Online therapy has expanded enormously and is a legitimate, effective option for CUD treatment. It offers privacy, convenience, and access to therapists you might not be able to see in person. Many therapists now offer video sessions, and some specialize in substance use treatment delivered entirely online.

Questions to Ask a Potential Therapist

Not every therapist is experienced with cannabis use disorder. When you contact a potential provider, consider asking:

  • "Do you have experience treating cannabis use disorder specifically?" (Not just substance use generally — cannabis has its own patterns and challenges.)
  • "What treatment approach do you use?" (You're looking for CBT, MET, or combined approaches.)
  • "Are you open to harm reduction goals, or do you only work toward abstinence?" (This matters if you're not sure complete abstinence is your goal.)
  • "How many sessions does your typical treatment involve?"
  • "Do you accept my insurance / offer sliding scale fees?"
  • "Do you offer telehealth sessions?"

What to Expect in Your First Session

The first session is usually an assessment — the therapist is getting to know you, your use patterns, your goals, and your history. Here's what typically happens:

  • They'll ask about your cannabis use: When you started, how much you use, how often, what products, what triggers your use, whether you've tried to quit before.
  • They'll ask about your mental health: Anxiety, depression, sleep, trauma, other substance use. This is important because co-occurring conditions significantly affect treatment planning.
  • They'll ask about your goals: Do you want to quit entirely? Reduce use? Figure out whether you have a problem? A good therapist will work with your goals, not impose their own.
  • They'll explain their approach: How they work, what to expect, how many sessions they recommend.
  • You get to evaluate them too. The therapeutic relationship matters enormously. If you don't feel comfortable with a therapist after a session or two, it's okay to try someone else. Finding the right fit is more important than sticking with the first person you see.

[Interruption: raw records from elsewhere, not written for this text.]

PR #38, opened 2016-09-30
Add keyframes support

mxstbr:
Adds first support for

```JS
import { keyframes } from 'styled-components'

const fadeIn = keyframes`
  0% {
    opacity: 0;
  }
  100% {
    opacity: 1;
  }
`
```

We might need to use a different name generator (UUIDs aren't very _nice_) and we might need to optionally let people pass in a name that we prepend before our unique stuff for easier debugging.

**NOTE: UNTESTED IN REAL PROJECT, PLEASE VERIFY** (still can't `npm link`)

### DIFF
--- a/src/constructors/keyframes.js
+++ b/src/constructors/keyframes.js
@@ -1,0 +1,13 @@
+// @flow
+import uuid from 'node-uuid'
+import css from './css'
+import GlobalStyle from '../models/GlobalStyle'
+import type { Interpolation } from '../types'
+
+export default (strings: Array<string>, ...interpolations: Array<Interpolation>) => {
+  const name = uuid.v4()
+  const rules = css(strings, ...interpolations)
+  const keyframes = new GlobalStyle(rules, `@keyframes ${name}`)
+  keyframes.generateAndInject()
+  return name
+}
--- a/src/constructors/keyframes.js
+++ b/src/constructors/keyframes.js
@@ -8,7 +8,7 @@ const replaceWhitespace = (str: string): string => str.replace(/\s|\\n/g, '')
 
 export default (strings: Array<string>, ...interpolations: Array<Interpolation>): Number => {
   const rules = css(strings, ...interpolations)
-  const name = hashStr(replaceWhitespace(JSON.stringify(rules)))
+  const name = `k${hashStr(replaceWhitespace(JSON.stringify(rules)))}`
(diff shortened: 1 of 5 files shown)


src/constructors/keyframes.js
```diff
@@ -0,0 +1,13 @@
+// @flow
+import uuid from 'node-uuid'
+import css from './css'
+import GlobalStyle from '../models/GlobalStyle'
+import type { Interpolation } from '../types'
+
+export default (strings: Array<string>, ...interpolations: Array<Interpolation>) => {
+  const name = uuid.v4()
+  const rules = css(strings, ...interpolations)
+  const keyframes = new GlobalStyle(rules, `@keyframes ${name}`)
```
geelen: We could make `ComponentStyle` build on top of `GlobalStyle` in this exact same way, right?

src/constructors/test/keyframes.test.js
```diff
@@ -0,0 +1,84 @@
...
+const stubbedSheet = {
+  StyleSheet: StubStylesheet,
+  '@global': true,
+}
+
+const stubbedKeyframes = proxyquire('../keyframes', {
+  '../vendor/glamor/sheet': stubbedSheet,
+  './vendor/glamor/sheet': stubbedSheet,
+  'glamor/lib/sheet': stubbedSheet,
+})
```
geelen: I think `../vendor/glamor/sheet` is the only one we really need.

geelen:
Rather than generating UUIDs we should hash the keyframes' contents just like `ComponentStyle` does. Then, whatever strategy we can come up with for generating nice names from a hash (tip: emoji 24/7) can be used consistently across everything.

src/constructors/keyframes.js
mxstbr: Yes very true, good point.

src/constructors/test/keyframes.test.js
mxstbr: Yeah, copy and pasted from my e2e testing setup. Will update!

mxstbr:
Updated naming to use a hash of the contents – can you test this, merge and publish if it works and we'll do the `GlobalStyles` and `ComponentStyle` merge in another PR?

*Note: The `JSON.stringify` of the object is literally what aphrodite does for all of their styles and name generation, so we should be good in case you're worried about that.*

PR #42, opened 2016-10-06
Fix flow

mxstbr:
- Component statics need to have a semicolon
- Added return type to interleave
- Fixed return type for keyframes
- Added eslint-plugin-flowtype-errors so flow errors are visible inline


amilajack:
Thanks for letting me know about the test failure! The reason why they're failing on windows is because windows 32bit OS's don't support flow. You have to [configure appveyor to run only on 64bit machines](https://github.com/amilajack/eslint-plugin-flowtype-errors/blob/master/appveyor.yml#L18). Also I believe that that travis tests are failing because of the npm version. I force mine to [run against npm@latest](https://github.com/amilajack/eslint-plugin-flowtype-errors/blob/master/.travis.yml#L17-L19).

Hope this helps! Also I'll add a section to the `eslint-plugin-flowtype-errors` readme section. Thanks for reporting this!

PR #53, opened 2016-10-10
React Native support (closes #28)

### LINKED ISSUE #28: ReactNative compatibility
This might be the killer feature. Making it possible to reuse CSS across platforms would be epic!

geelen:
But I was able to get this going. Import using

```js
import styled from 'styled-components/native'
```

This explodes horribly if you call it from your browser but I have no idea how to provide a better error message.

Tested (manually) that props, theming, and overriding using normal RN styles all work. Given these components:

```js
const Container = styled.View`
  flex: 1;
  justify-content: center;
  align-items: center;
  background-color: papayawhip;
  ${ props => props.theme.update({
    fg: 'palevioletred'
  })}
`
const Welcome = styled.Text`
  font-size: 20;
  text-align: center;
  margin: 10;
  color: tomato;
`
const Instructions = styled.Text`
  text-align: center;
  color: ${ props => props.theme.fg };
  margin-bottom: 5;
  ${ props => props.underlined && 'text-decoration-line: underline' }
`
const styles = StyleSheet.create({
  overrides: {
    fontWeight: 'bold'
  }
})
```

All the "Components" that React Native exports are aliased on `styled.X` (`styled.WebView`, `styled.Image` etc). I have no idea whether all of them accept styles but the error messaging is pretty good if you get it wrong.

When you render using this component:

```js
class NewNative extends Component {
  render() {
    return (
      <Container>
        <Welcome>
          Welcome to React Native!
        </Welcome>
        <Instructions style={styles.overrides}>
          To get started, edit index.ios.js
        </Instructions>
        <Instructions>
          Press Cmd+R to reload,{'\n'}
          Cmd+D or shake for dev menu
        </Instructions>
        <Instructions underlined>
          This should be underlined
        </Instructions>
      </Container>
    );
  }
}
```

The output is 😗 👌 

image

We're going to need some help from someone who knows their way around RN to make this really good but at least we've proven that it does work.


mxstbr:
This is so epic, holy cow

PR #54, opened 2016-10-10
Autoprefixer

geelen:
I'm just building on what Glamor uses, which isn't perfect but isn't bad. The only postcss one I could find was autoprefixer but it's way too heavy for our needs. Aphrodite have their own which looks ok but was a bit harder to work with than Glamor's, so I went with it.

### DIFF
--- a/src/models/ComponentStyle.js
+++ b/src/models/ComponentStyle.js
@@ -7,6 +7,7 @@ import flatten from '../utils/flatten'
 import parse from '../vendor/postcss-safe-parser/parse'
 import postcssNested from '../vendor/postcss-nested'
 import toEmoji from '../utils/toEmoji'
+import autoprefix from '../utils/autoprefix'
 
 const styleSheet = new StyleSheet({ speedy: false, maxLength: 40 })
 const inserted = {}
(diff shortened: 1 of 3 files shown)


somghosh:
Hello @geelen @mxstbr - thanks for this amazing new tool `styled-components`. However, I am using it with `react-boilerplate-3.4` and it seems like in react-boilerplate I no longer have the flexilbity of putting a line like specifying `autoprefixer` configurations. Is this correct? I believe this PR adds autoprefixer to styled-components, but how can I pass down the params from the react-boilerplate code into here? Thanks

    cssnext({ // Allow future CSS features to be used, also auto-prefixes the CSS...
              browsers: ['last 5 versions', 'IE > 8', 'Safari > 5', 'Firefox >= 25', 'iOS > 7'], // ...based on this browser list
              features: cssSettings,
            }),

mxstbr:
You don't need to do that, as this PR adds support for `inline-style-prefixer`, which prefixes everything. Since we are only applying prefixes at runtime, there's no harm done if we prefix too much, and since we're thusly prefixing everything it'll work in all old browsers!

somghosh:
Ah, thats good to know. Thanks @mxstbr

gaoqiang19514:
so cool!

Seeking professional help is one of the most effective things you can do. Only 16.5% of people with CUD receive any substance use treatment — and the most common barrier is simply not knowing where to start. You've already cleared that barrier by reading this page. The next step is making one phone call or sending one email.

Research examining 16 years of data found that only 16.5% of people with CUD receive any substance use treatment. Common barriers include not knowing where to access treatment, not being ready to stop, and perceiving stigma.